Work to be completed
Look through the material below for "AsyncTimeoutExceptionsTest". Copy every line that contains it.

Available records
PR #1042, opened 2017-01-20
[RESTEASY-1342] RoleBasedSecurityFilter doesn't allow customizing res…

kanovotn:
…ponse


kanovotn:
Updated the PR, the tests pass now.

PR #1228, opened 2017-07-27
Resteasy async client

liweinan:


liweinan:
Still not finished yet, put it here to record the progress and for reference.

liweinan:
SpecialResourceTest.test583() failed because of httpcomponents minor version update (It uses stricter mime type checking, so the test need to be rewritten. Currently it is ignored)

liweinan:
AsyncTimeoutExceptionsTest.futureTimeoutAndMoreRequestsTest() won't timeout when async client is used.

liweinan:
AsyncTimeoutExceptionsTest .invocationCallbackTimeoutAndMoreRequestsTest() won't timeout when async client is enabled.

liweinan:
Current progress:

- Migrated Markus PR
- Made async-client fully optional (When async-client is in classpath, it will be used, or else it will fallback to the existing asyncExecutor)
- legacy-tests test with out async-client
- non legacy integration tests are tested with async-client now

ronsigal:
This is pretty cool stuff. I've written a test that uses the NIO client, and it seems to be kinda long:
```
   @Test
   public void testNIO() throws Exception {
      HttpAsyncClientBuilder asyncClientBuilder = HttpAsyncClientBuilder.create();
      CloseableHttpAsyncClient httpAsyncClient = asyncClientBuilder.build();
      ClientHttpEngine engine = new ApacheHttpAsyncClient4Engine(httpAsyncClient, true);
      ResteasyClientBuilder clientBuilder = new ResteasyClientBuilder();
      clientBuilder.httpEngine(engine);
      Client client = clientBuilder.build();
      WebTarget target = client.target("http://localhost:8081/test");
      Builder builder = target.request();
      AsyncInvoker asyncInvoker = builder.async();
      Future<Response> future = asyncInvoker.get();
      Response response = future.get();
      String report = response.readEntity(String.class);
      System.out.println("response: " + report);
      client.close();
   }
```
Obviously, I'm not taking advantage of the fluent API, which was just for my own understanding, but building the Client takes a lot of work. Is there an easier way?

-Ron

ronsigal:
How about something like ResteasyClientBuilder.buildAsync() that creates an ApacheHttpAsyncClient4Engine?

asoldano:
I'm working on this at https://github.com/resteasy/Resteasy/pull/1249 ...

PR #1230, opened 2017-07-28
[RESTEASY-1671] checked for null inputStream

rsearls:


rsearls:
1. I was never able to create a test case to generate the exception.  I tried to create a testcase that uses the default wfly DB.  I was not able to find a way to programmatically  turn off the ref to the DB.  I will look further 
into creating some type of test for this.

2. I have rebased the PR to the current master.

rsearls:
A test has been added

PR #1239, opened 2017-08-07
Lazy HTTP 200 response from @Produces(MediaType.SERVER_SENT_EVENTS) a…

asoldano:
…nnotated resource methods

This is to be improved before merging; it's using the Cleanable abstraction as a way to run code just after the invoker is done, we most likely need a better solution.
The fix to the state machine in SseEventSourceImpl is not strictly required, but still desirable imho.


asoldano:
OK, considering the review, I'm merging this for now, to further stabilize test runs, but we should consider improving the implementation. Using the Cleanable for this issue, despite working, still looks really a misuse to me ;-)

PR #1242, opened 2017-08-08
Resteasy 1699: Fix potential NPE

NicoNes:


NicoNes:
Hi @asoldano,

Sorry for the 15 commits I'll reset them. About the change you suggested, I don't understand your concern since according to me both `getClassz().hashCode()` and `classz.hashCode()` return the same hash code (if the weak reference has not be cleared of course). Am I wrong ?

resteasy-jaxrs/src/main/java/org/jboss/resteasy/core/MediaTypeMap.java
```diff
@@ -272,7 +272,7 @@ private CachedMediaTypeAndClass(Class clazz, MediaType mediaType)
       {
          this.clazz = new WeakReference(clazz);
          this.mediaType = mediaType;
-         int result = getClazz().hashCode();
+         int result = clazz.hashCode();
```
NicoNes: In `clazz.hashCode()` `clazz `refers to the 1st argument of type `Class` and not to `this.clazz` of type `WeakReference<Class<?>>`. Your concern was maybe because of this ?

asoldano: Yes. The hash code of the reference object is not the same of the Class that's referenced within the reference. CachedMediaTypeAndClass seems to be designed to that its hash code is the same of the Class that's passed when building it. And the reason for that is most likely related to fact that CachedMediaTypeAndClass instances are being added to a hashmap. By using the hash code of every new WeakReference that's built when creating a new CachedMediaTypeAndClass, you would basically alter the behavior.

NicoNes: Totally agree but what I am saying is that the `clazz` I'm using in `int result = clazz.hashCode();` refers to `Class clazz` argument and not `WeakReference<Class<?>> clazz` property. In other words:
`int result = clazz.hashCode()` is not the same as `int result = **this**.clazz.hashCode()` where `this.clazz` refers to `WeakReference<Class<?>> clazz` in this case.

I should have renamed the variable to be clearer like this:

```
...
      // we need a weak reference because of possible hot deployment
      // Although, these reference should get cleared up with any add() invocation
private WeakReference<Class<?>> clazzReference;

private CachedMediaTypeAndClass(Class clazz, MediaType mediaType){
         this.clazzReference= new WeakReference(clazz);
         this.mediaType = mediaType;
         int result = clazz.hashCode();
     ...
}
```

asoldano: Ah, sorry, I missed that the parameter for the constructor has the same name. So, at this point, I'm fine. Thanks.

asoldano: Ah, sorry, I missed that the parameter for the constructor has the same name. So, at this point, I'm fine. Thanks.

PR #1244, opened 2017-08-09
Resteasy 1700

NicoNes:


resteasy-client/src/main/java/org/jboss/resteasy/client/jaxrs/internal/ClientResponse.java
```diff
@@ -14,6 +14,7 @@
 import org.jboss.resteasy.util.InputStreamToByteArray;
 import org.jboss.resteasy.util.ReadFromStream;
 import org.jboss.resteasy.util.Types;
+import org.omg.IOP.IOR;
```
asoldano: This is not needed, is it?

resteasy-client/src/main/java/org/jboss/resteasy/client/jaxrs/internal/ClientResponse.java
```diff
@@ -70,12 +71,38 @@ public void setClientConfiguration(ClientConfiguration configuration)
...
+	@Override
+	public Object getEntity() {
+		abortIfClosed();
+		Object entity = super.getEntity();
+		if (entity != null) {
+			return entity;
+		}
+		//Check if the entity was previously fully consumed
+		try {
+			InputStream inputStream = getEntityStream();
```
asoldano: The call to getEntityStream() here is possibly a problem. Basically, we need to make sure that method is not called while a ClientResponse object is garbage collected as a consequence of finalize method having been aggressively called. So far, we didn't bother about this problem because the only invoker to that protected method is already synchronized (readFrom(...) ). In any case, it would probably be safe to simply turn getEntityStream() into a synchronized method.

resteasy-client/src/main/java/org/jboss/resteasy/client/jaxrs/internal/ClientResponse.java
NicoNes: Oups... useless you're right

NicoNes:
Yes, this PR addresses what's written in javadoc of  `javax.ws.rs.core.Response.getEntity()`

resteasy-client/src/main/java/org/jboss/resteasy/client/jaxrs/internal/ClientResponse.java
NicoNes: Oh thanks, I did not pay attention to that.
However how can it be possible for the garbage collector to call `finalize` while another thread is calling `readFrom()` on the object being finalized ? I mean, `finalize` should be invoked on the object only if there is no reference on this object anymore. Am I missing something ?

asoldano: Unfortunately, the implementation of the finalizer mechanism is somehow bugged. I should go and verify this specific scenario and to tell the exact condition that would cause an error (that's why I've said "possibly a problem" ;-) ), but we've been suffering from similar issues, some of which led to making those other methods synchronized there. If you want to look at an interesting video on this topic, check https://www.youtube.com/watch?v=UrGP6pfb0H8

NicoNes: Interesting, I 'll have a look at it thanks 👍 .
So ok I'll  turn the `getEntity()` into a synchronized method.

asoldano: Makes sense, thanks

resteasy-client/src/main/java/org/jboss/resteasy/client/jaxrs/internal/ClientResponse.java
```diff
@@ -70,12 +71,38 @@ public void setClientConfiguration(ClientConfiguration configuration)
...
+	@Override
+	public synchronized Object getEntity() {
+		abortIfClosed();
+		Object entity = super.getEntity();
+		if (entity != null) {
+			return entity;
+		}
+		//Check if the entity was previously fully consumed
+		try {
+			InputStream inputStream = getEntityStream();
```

Answer to this problem
AsyncTimeoutExceptionsTest.futureTimeoutAndMoreRequestsTest() won't timeout when async client is used.
AsyncTimeoutExceptionsTest .invocationCallbackTimeoutAndMoreRequestsTest() won't timeout when async client is enabled.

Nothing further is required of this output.